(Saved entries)

PR #3286, opened 2024-04-23
Add CLI for bmp configdb entity Enable/Disable

FengPan-Frank:
Work item tracking
Microsoft ADO (number only):27353337

#### What I did
Add CLI for bmp configdb entity Enable/Disable.

#### How I did it
Add python related code for Get/Set configdb entity, which is on https://github.com/sonic-net/sonic-buildimage/pull/18530

#### How to verify it
Unite test.


config/main.py
```diff
@@ -3916,6 +3916,172 @@ def del_user(db, user):
...
+@click.pass_context
+def enable_bgp_neighbor_table(ctx):
+    """enable bgp-neighbor-table sessions
+       In the case of Multi-Asic platform, corresponding database instance of neighbor will be operated.
+    """
+    log.log_info("'bmp enable bgp-neighbor-table' executing...")
+    config_db = ConfigDBConnector()
+    config_db.connect()
+    try:
+        bmp_table = config_db.get_table('BMP')
```
qiluo-msft, line 3949: >BMP [](http://example.com/codeflow?start=41&length=3)

This table is not inside your HLD. You mentioned `FEATURE|bmp` table there.

config/main.py
```diff
@@ -3916,6 +3916,172 @@ def del_user(db, user):
...
+        if not bmp_table:
+            bmp_table =  {'table': {'bgp_neighbor_table': 'true'}}
+        else:
+            bmp_table['table']['bgp_neighbor_table'] = 'true'
```
qiluo-msft, line 3953: >bgp_neighbor_table [](http://example.com/codeflow?start=32&length=18)

Is it possible that this field is missing, and this line will throw?

qiluo-msft, line 3953: >bmp_table['table']['bgp_neighbor_table'] = 'true' [](http://example.com/codeflow?start=12&length=49)

Make sure this line is covered in unit test and coverage result.

config/main.py
```diff
@@ -3916,6 +3916,172 @@ def del_user(db, user):
...
+
+        config_db.mod_entry('BMP', 'table', bmp_table['table'])
+    except ValueError as e:
+        ctx.fail("Invalid ConfigDB. Error: {}".format(e))
```
qiluo-msft, line 3957: >ctx.fail("Invalid ConfigDB. Error: {}".format(e)) [](http://example.com/codeflow?start=8&length=49)

Make sure this line is covered in unit test and coverage result. I understand this is challenging. Do you anticipate a valid code flow to reach here? If yes, could you write such unit testcase?

config/main.py
qiluo-msft: or you need to iterate the HLD PR.

config/main.py
```diff
@@ -3916,6 +3916,172 @@ def del_user(db, user):
             click.echo("Restart service snmp failed with error {}".format(e))
             raise click.Abort()
 
+#
+# 'bmp' group ('config bmp ...')
```
qiluo-msft, line 3920: >bmp [](http://example.com/codeflow?start=3&length=3)

Offline discussed, we need a feature level on/off. Some user may choose to disable the feature completely and do not waste any RAM or CPU.

config/main.py
FengPan-Frank: feature switch config will be in https://github.com/sonic-net/sonic-buildimage/pull/18946

config/main.py
FengPan-Frank: Added in https://github.com/sonic-net/sonic-buildimage/pull/18946/files#diff-94736fc06ef95ff9c8dc4dd4088f87f1c62ad322286b40cfd5b1b6c75bcb3764

config/main.py
FengPan-Frank: removed, there should not be such error since both entry exist and non-exist case are handled.

config/main.py
qiluo-msft: Still applicable

config/main.py
qiluo-msft: No, your link is build-time flag. I am talking about runtime enable/disable.

config/main.py
qiluo-msft: My point is that this is ConfigDB design, and your HLD does not mention the design.

FengPan-Frank: HLD contains this config cli design, refer below
image

tests/config_test.py
```diff
@@ -392,6 +395,165 @@ def teardown_class(cls):
...
+        import config.main
+        importlib.reload(config.main)
+
+    def test_enable_bgp_neighbor_table(
+            self,
+            get_cmd_module,
+            setup_single_broadcom_asic):
+        (config, show) = get_cmd_module
+        jsonfile_config = os.path.join(mock_bmp_db_path, "bmp_invalid.json")
+        from .mock_tables import dbconnector
```
liuh-80, line 412: The mock data been load to this dbconnector, but clirunner not using this.

You need load json to the config. you can check if this can work:

            # create object
            config.INIT_CFG_FILE = jsonfile_init_cfg
            config.DEFAULT_CONFIG_DB_FILE =  jsonfile_config

config/main.py
qiluo-msft: Thanks! above screenshot is the `config` CLI design. My point is that the HLD should has a ConfigDB schema design. Since you already has [https://github.com/sonic-net/sonic-buildimage/pull/18530](https://github.com/sonic-net/sonic-buildimage/pull/18530) merged. I will close this commemnt.

tests/config_test.py
FengPan-Frank: Figure out issue is related to parameter @clicommon.pass_db

config/main.py
FengPan-Frank: fixed.

FengPan-Frank: fixed.

config/main.py
qiluo-msft: also need testcase for bmp feature enable/disable

config/main.py
```diff
@@ -4191,6 +4191,142 @@ def del_user(db, user):
...
+    """BMP-related configuration"""
+
+
+#
+# 'enable' subgroup ('config bmp enable ...')
+#
+@bmp.group()
+@clicommon.pass_db
+def enable(db):
+    """Enable BMP table dump """
```
xincunli-sonic, line 4210: >"""Enable BMP table dump """ [](http://example.com/codeflow?start=4&length=28)

Should add pass?

config/main.py
```diff
@@ -4191,6 +4191,142 @@ def del_user(db, user):
...
+
+
+#
+# 'bgp-neighbor-table' command ('config bmp enable bgp-neighbor-table')
```
xincunli-sonic, line 4214: >'config bmp enable bgp-neighbor-table [](http://example.com/codeflow?start=32&length=37)

Would below cli format be better for understanding and less code?

config bmp --feature bgp-neighbor-table --state enabled
config bmp --feature bgp-neighbor-table --state disabled

Or

config bmp set bgp-neighbor-table enabled
config bmp set bgp-neighbor-table disabled

Or more straightforward

config bmp set bgp-neighbor-table=enabled bgp-rib-in-table=disabled

config/main.py
FengPan-Frank: done.

config/main.py
FengPan-Frank: This will require HLD update https://github.com/sonic-net/SONiC/blob/50cb55989649d5392b48b54bb7ca8263c883e162/doc/bmp/bmp.md#3-cli, previously I just follow bgp cli style, if no blocking issue, could we keep it first?

xincunli-sonic: Even though, can we have a common function to do db related operation, and just leave simple call in each cli part?

FengPan-Frank: done.

config/main.py
qiluo-msft: I see runtime flag. How about testcase for bmp feature enable/disable?

FengPan-Frank: Tracked via https://msazure.visualstudio.com/One/_workitems/edit/27588923

tests/config_test.py
```diff
@@ -702,6 +705,200 @@ def teardown_class(cls):
...
+class TestBMPConfig(object):
+    @classmethod
+    def setup_class(cls):
+        print("SETUP")
+        os.environ['UTILITIES_UNIT_TESTING'] = "1"
+        yield
+        print("TEARDOWN")
+        os.environ["UTILITIES_UNIT_TESTING"] = "0"
+
+    def test_disable_bgp_neighbor_table(
```
xincunli-sonic, line 717: >def test_disable_bgp_neighbor_table [](http://example.com/codeflow?start=4&length=35)

Minor suggestion: use @pytest.mark.parametrize to minimize repeating code.

FengPan-Frank: Thanks for the suggestion, updated.

xincunli-sonic (approved):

Your assignment: Return all entries exactly.

Solution below:
PR #3286, opened 2024-04-23
Add CLI for bmp configdb entity Enable/Disable

FengPan-Frank:
Work item tracking
Microsoft ADO (number only):27353337

#### What I did
Add CLI for bmp configdb entity Enable/Disable.

#### How I did it
Add python related code for Get/Set configdb entity, which is on https://github.com/sonic-net/sonic-buildimage/pull/18530

#### How to verify it
Unite test.


config/main.py
```diff
@@ -3916,6 +3916,172 @@ def del_user(db, user):
...
+@click.pass_context
+def enable_bgp_neighbor_table(ctx):
+    """enable bgp-neighbor-table sessions
+       In the case of Multi-Asic platform, corresponding database instance of neighbor will be operated.
+    """
+    log.log_info("'bmp enable bgp-neighbor-table' executing...")
+    config_db = ConfigDBConnector()
+    config_db.connect()
+    try:
+        bmp_table = config_db.get_table('BMP')
```
qiluo-msft, line 3949: >BMP [](http://example.com/codeflow?start=41&length=3)

This table is not inside your HLD. You mentioned `FEATURE|bmp` table there.

config/main.py
```diff
@@ -3916,6 +3916,172 @@ def del_user(db, user):
...
+        if not bmp_table:
+            bmp_table =  {'table': {'bgp_neighbor_table': 'true'}}
+        else:
+            bmp_table['table']['bgp_neighbor_table'] = 'true'
```
qiluo-msft, line 3953: >bgp_neighbor_table [](http://example.com/codeflow?start=32&length=18)

Is it possible that this field is missing, and this line will throw?

qiluo-msft, line 3953: >bmp_table['table']['bgp_neighbor_table'] = 'true' [](http://example.com/codeflow?start=12&length=49)

Make sure this line is covered in unit test and coverage result.

config/main.py
```diff
@@ -3916,6 +3916,172 @@ def del_user(db, user):
...
+
+        config_db.mod_entry('BMP', 'table', bmp_table['table'])
+    except ValueError as e:
+        ctx.fail("Invalid ConfigDB. Error: {}".format(e))
```
qiluo-msft, line 3957: >ctx.fail("Invalid ConfigDB. Error: {}".format(e)) [](http://example.com/codeflow?start=8&length=49)

Make sure this line is covered in unit test and coverage result. I understand this is challenging. Do you anticipate a valid code flow to reach here? If yes, could you write such unit testcase?

config/main.py
qiluo-msft: or you need to iterate the HLD PR.

config/main.py
```diff
@@ -3916,6 +3916,172 @@ def del_user(db, user):
             click.echo("Restart service snmp failed with error {}".format(e))
             raise click.Abort()
 
+#
+# 'bmp' group ('config bmp ...')
```
qiluo-msft, line 3920: >bmp [](http://example.com/codeflow?start=3&length=3)

Offline discussed, we need a feature level on/off. Some user may choose to disable the feature completely and do not waste any RAM or CPU.

config/main.py
FengPan-Frank: feature switch config will be in https://github.com/sonic-net/sonic-buildimage/pull/18946

config/main.py
FengPan-Frank: Added in https://github.com/sonic-net/sonic-buildimage/pull/18946/files#diff-94736fc06ef95ff9c8dc4dd4088f87f1c62ad322286b40cfd5b1b6c75bcb3764

config/main.py
FengPan-Frank: removed, there should not be such error since both entry exist and non-exist case are handled.

config/main.py
qiluo-msft: Still applicable

config/main.py
qiluo-msft: No, your link is build-time flag. I am talking about runtime enable/disable.

config/main.py
qiluo-msft: My point is that this is ConfigDB design, and your HLD does not mention the design.

FengPan-Frank: HLD contains this config cli design, refer below
image

tests/config_test.py
```diff
@@ -392,6 +395,165 @@ def teardown_class(cls):
...
+        import config.main
+        importlib.reload(config.main)
+
+    def test_enable_bgp_neighbor_table(
+            self,
+            get_cmd_module,
+            setup_single_broadcom_asic):
+        (config, show) = get_cmd_module
+        jsonfile_config = os.path.join(mock_bmp_db_path, "bmp_invalid.json")
+        from .mock_tables import dbconnector
```
liuh-80, line 412: The mock data been load to this dbconnector, but clirunner not using this.

You need load json to the config. you can check if this can work:

            # create object
            config.INIT_CFG_FILE = jsonfile_init_cfg
            config.DEFAULT_CONFIG_DB_FILE =  jsonfile_config

config/main.py
qiluo-msft: Thanks! above screenshot is the `config` CLI design. My point is that the HLD should has a ConfigDB schema design. Since you already has [https://github.com/sonic-net/sonic-buildimage/pull/18530](https://github.com/sonic-net/sonic-buildimage/pull/18530) merged. I will close this commemnt.

tests/config_test.py
FengPan-Frank: Figure out issue is related to parameter @clicommon.pass_db

config/main.py
FengPan-Frank: fixed.

FengPan-Frank: fixed.

config/main.py
qiluo-msft: also need testcase for bmp feature enable/disable

config/main.py
```diff
@@ -4191,6 +4191,142 @@ def del_user(db, user):
...
+    """BMP-related configuration"""
+
+
+#
+# 'enable' subgroup ('config bmp enable ...')
+#
+@bmp.group()
+@clicommon.pass_db
+def enable(db):
+    """Enable BMP table dump """
```
xincunli-sonic, line 4210: >"""Enable BMP table dump """ [](http://example.com/codeflow?start=4&length=28)

Should add pass?

config/main.py
```diff
@@ -4191,6 +4191,142 @@ def del_user(db, user):
...
+
+
+#
+# 'bgp-neighbor-table' command ('config bmp enable bgp-neighbor-table')
```
xincunli-sonic, line 4214: >'config bmp enable bgp-neighbor-table [](http://example.com/codeflow?start=32&length=37)

Would below cli format be better for understanding and less code?

config bmp --feature bgp-neighbor-table --state enabled
config bmp --feature bgp-neighbor-table --state disabled

Or

config bmp set bgp-neighbor-table enabled
config bmp set bgp-neighbor-table disabled

Or more straightforward

config bmp set bgp-neighbor-table=enabled bgp-rib-in-table=disabled

config/main.py
FengPan-Frank: done.

config/main.py
FengPan-Frank: This will require HLD update https://github.com/sonic-net/SONiC/blob/50cb55989649d5392b48b54bb7ca8263c883e162/doc/bmp/bmp.md#3-cli, previously I just follow bgp cli style, if no blocking issue, could we keep it first?

xincunli-sonic: Even though, can we have a common function to do db related operation, and just leave simple call in each cli part?

FengPan-Frank: done.

config/main.py
qiluo-msft: I see runtime flag. How about testcase for bmp feature enable/disable?

FengPan-Frank: Tracked via https://msazure.visualstudio.com/One/_workitems/edit/27588923

tests/config_test.py
```diff
@@ -702,6 +705,200 @@ def teardown_class(cls):
...
+class TestBMPConfig(object):
+    @classmethod
+    def setup_class(cls):
+        print("SETUP")
+        os.environ['UTILITIES_UNIT_TESTING'] = "1"
+        yield
+        print("TEARDOWN")
+        os.environ["UTILITIES_UNIT_TESTING"] = "0"
+
+    def test_disable_bgp_neighbor_table(
```
xincunli-sonic, line 717: >def test_disable_bgp_neighbor_table [](http://example.com/codeflow?start=4&length=35)

Minor suggestion: use @pytest.mark.parametrize to minimize repeating code.

FengPan-Frank: Thanks for the suggestion, updated.

xincunli-sonic (approved):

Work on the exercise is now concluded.